Palermo – rozczarowanie. Heerenveen – katastrofa. Wisła Kraków – słabizna. Widzew Łódź – nieporozumienie. Cracovia – dno. Asteras Tripoli – kontuzje, ogólnie znowu nędza. Widzew Łódź – nadal zero.
To była magia jednego roku. Radosław Matusiak przez całą karierę miał jeden naprawdę bardzo udany rok – 2006, ten, w którym zdobył 16 bramek w ekstraklasie, kiedy trafił do reprezentacji Polski i szybko zaczął trafiać także dla niej. Dalej już tylko jechał, jechał, wiózł się, później wręcz człapał – na nazwisku i dawnej renomie. Nigdy więcej, jakościowo, nie był już choć połową tego Matusiaka z kilkunastoma golami w polskiej lidze.
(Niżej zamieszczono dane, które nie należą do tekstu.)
PR #94, opened 2025-12-16
[MODEL-21637] Add Confluence get page MCP tool

wojtekwdr:
# RATIONALE
Adds confluence_get_page MCP tool to retrieve Confluence pages by ID or title.

## CHANGES
- `src/datarobot_genai/drmcp/tools/clients/confluence.py` - Async client with cloud ID caching
- `src/datarobot_genai/drmcp/tools/confluence/tools.py` - MCP tool with Pydantic response model

### DIFF
--- a/src/datarobot_genai/drmcp/tools/confluence/tools.py
+++ b/src/datarobot_genai/drmcp/tools/confluence/tools.py
@@ -55,18 +55,16 @@ async def confluence_get_page(
         raise access_token
 
     try:
-        client = ConfluenceClient(access_token)
-
-        if page_id_or_title.isdigit():
-            page_response = await client.get_page_by_id(page_id_or_title)
-        else:
-            if not space_key:
-                raise ToolError(
-                    "Argument validation error: "
-                    "'space_key' is required when identifying a page by title."
-                )
-            page_response = await client.get_page_by_title(page_id_or_title, space_key)
-
+        async with ConfluenceClient(access_token) as client:
+            if page_id_or_title.isdigit():
+                page_response = await client.get_page_by_id(page_id_or_title)
+            else:
+                if not space_key:
+                    raise ToolError(
+                        "Argument validation error: "
+                        "'space_key' is required when identifying a page by title."
+                    )
+                page_response = await client.get_page_by_title(page_id_or_title, space_key)
     except ValueError as e:
         logger.error(f"Value error getting Confluence page: {e}")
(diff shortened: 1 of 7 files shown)


rabih-datarobot (approved):
Looks good, thanks @wojtekwdr, could you please also add acceptance tests for both functionality get by title and get by id

src/datarobot_genai/drmcp/tools/confluence/tools.py
```diff
@@ -11,3 +11,71 @@
...
+        logger.error(f"Value error getting Confluence page: {e}")
+        raise ToolError(str(e))
+    except Exception as e:
+        logger.error(f"Unexpected error getting Confluence page: {e}")
+        raise ToolError(
+            f"An unexpected error occurred while getting Confluence page "
+            f"'{page_id_or_title}': {str(e)}"
+        )
+
+    return ToolResult(
```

Oczywiście, przez to dzisiejsze „nikt mnie nie chce” należy rozumieć raczej „nie chce mnie już nikt poważny”, bo gdyby RadoMatu chciał po prostu pokopać kolejne dwa, trzy lata, gdyby nie stawiał żądań, zjechał ze swoimi oczekiwaniami o ligę czy dwie niżej, to i chętni zaraz by się znaleźli. Nie takich jak on już przygarniali.
Ale kopanie po drugich, trzecich ligach? To chyba nie dla niego. Matusiak zawsze lubił udawać kogoś z innej bajki. Ł»e niby ciągle jeszcze jest piłkarzem, ale mentalnie jakby fruwał gdzieś ponad tym. Szkoda tylko, że na boisku z innej bajki był przez tak krótką chwilę.